↓↓↓

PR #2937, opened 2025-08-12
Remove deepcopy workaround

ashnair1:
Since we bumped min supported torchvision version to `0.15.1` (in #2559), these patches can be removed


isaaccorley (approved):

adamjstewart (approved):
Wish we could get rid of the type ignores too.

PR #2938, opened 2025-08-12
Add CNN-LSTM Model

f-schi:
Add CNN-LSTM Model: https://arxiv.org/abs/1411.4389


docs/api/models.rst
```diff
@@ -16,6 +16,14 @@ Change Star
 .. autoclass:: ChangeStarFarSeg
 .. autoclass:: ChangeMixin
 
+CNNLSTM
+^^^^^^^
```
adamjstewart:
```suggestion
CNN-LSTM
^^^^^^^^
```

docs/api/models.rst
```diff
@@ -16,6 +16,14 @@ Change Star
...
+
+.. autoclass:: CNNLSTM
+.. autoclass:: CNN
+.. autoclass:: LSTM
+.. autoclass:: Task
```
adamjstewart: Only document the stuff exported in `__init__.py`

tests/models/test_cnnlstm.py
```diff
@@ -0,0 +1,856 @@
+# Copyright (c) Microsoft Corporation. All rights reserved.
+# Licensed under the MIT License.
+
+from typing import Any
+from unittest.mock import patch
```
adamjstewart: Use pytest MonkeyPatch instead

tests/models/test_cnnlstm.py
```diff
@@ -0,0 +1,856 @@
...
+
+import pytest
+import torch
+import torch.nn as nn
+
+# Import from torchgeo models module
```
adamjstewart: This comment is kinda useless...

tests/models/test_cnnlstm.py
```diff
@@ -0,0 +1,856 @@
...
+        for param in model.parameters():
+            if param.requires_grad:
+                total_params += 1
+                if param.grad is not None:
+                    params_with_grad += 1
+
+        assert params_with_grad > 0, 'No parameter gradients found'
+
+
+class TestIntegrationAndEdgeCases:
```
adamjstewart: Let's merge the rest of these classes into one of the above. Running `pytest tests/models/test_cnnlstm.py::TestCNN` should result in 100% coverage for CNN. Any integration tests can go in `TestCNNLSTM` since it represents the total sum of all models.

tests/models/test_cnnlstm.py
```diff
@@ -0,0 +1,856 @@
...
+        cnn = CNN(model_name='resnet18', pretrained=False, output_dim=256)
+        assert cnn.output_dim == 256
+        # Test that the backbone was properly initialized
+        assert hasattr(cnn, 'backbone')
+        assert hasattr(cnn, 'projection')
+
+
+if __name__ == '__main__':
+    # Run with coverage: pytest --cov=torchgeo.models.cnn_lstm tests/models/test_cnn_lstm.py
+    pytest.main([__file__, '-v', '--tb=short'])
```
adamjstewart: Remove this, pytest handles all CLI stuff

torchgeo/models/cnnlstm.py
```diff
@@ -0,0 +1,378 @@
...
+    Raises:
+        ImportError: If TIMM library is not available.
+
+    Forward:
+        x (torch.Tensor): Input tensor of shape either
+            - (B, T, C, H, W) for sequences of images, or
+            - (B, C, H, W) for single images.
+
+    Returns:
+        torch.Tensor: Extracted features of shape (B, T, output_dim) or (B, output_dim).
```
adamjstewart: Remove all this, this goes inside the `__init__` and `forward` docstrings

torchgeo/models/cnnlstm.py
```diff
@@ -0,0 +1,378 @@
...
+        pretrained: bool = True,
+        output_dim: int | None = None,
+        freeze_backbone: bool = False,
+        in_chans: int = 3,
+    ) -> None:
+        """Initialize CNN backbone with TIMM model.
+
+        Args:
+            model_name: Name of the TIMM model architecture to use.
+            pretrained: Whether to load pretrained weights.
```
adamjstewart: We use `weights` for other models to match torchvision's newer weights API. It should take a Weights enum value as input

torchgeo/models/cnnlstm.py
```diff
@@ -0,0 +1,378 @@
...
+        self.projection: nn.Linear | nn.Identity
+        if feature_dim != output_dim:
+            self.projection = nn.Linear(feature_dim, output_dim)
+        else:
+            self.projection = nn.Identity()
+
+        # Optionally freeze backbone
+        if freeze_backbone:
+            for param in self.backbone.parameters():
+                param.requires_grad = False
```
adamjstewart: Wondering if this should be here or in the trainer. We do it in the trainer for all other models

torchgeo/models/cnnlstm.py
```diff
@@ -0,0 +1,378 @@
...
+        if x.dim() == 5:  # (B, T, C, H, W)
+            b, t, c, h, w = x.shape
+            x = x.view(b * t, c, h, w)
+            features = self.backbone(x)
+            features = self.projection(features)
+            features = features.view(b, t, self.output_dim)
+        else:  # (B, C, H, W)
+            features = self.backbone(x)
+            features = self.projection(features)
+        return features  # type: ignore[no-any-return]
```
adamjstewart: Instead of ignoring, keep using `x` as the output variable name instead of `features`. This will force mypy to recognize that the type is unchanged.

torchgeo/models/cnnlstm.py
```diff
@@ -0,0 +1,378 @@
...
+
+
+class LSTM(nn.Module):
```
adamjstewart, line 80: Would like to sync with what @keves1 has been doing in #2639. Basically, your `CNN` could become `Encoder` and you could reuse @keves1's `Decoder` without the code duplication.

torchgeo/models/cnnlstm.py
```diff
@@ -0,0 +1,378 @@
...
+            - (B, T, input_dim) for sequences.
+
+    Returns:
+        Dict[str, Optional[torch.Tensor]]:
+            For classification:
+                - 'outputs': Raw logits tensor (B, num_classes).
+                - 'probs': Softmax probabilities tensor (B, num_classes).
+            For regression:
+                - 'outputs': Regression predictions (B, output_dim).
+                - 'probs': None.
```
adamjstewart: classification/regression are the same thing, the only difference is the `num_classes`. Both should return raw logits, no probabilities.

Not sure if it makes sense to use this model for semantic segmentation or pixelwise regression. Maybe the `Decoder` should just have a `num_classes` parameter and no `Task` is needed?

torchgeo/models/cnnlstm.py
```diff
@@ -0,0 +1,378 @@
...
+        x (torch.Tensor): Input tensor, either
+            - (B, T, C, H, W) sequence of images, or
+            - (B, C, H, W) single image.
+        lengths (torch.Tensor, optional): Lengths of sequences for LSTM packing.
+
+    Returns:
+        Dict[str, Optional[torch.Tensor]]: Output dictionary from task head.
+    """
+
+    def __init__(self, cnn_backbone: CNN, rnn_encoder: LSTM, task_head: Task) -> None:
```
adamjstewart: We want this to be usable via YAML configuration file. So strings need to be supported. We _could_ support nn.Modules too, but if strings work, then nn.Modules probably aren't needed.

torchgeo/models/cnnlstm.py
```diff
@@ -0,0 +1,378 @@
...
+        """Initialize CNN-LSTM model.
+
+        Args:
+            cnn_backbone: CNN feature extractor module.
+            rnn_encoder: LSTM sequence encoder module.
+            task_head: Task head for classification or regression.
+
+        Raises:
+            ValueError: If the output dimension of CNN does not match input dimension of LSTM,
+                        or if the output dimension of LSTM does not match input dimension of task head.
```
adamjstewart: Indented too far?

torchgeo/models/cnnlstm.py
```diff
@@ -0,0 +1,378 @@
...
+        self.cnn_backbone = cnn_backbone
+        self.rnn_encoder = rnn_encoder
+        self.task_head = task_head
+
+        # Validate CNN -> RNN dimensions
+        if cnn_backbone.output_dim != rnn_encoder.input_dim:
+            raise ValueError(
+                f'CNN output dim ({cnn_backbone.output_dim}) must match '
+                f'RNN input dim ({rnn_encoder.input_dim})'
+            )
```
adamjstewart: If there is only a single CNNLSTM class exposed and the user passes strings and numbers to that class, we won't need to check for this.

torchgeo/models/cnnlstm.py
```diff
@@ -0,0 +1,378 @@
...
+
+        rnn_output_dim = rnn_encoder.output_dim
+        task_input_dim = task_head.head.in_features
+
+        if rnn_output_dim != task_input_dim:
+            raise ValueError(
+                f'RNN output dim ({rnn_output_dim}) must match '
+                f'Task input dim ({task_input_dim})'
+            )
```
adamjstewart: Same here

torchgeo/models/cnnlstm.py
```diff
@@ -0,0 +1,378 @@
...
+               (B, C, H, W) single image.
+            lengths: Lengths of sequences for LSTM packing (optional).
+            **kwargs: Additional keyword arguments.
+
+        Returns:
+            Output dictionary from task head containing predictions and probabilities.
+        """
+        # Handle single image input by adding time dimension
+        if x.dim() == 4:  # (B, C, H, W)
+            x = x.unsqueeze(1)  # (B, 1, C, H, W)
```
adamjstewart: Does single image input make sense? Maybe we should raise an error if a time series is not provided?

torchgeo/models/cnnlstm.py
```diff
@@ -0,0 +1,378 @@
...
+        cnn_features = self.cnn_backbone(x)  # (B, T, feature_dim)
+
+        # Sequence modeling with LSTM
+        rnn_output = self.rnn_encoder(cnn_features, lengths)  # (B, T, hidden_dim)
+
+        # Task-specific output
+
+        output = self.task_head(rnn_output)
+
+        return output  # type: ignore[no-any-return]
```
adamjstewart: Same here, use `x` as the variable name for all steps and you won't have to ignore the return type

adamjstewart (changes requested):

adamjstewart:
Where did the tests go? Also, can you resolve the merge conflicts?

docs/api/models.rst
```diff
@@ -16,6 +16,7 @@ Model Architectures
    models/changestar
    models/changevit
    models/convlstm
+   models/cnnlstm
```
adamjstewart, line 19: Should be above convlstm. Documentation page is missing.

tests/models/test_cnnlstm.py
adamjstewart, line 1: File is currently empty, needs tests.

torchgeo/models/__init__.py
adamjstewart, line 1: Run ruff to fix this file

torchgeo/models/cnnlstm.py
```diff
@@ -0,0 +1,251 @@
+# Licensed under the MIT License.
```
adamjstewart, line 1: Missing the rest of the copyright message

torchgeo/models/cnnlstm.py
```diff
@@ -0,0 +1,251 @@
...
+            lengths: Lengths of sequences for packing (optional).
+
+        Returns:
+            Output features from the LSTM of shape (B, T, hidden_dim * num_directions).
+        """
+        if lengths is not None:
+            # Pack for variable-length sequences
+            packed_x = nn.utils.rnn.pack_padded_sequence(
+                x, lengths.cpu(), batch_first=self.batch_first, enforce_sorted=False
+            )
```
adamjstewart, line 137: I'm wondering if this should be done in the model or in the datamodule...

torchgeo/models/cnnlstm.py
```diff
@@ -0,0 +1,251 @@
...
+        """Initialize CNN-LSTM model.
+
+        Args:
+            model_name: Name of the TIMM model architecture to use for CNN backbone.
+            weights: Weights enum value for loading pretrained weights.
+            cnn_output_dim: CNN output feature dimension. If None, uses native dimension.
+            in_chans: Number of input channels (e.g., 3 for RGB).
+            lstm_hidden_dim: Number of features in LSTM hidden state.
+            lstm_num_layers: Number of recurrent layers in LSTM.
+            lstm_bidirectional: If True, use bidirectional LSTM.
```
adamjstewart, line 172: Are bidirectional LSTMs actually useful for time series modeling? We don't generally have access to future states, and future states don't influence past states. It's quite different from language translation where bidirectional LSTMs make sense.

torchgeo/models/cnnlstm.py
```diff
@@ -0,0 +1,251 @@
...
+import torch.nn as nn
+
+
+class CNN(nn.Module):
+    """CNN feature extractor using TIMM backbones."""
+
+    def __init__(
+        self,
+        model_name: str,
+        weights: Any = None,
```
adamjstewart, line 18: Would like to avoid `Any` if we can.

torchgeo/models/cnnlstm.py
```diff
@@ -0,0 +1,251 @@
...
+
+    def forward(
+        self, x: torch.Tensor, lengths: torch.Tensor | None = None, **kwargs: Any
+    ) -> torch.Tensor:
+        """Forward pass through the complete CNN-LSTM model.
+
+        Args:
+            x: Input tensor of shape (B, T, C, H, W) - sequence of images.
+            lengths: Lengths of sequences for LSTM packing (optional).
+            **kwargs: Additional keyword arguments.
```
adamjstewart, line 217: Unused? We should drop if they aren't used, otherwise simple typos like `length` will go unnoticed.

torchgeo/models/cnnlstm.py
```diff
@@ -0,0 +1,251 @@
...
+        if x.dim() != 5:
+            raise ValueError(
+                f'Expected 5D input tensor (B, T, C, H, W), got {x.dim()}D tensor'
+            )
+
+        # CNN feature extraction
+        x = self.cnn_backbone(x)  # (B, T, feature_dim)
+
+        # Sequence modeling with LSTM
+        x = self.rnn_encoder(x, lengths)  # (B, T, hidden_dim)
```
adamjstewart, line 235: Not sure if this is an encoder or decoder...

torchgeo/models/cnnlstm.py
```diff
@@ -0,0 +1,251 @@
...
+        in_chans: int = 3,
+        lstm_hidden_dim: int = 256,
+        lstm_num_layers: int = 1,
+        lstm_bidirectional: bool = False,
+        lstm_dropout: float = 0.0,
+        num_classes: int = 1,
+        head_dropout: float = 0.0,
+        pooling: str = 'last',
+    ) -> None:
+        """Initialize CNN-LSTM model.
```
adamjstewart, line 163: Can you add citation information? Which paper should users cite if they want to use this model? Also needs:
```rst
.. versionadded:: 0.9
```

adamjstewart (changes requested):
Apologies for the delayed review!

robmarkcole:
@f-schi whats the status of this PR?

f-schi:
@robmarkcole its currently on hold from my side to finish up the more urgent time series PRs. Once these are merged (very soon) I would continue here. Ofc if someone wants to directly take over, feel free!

↑↑↑

=== TASK INSTRUCTIONS ===
Starting at the first line of the entries above, please extract each line up to and including the line with "Add CNN-LSTM Model: https://arxiv.org/abs/1411.4389", unchanged, and add nothing.

=== TASK SOLUTION ===
PR #2937, opened 2025-08-12
Remove deepcopy workaround

ashnair1:
Since we bumped min supported torchvision version to `0.15.1` (in #2559), these patches can be removed


isaaccorley (approved):

adamjstewart (approved):
Wish we could get rid of the type ignores too.

PR #2938, opened 2025-08-12
Add CNN-LSTM Model

f-schi:
Add CNN-LSTM Model: https://arxiv.org/abs/1411.4389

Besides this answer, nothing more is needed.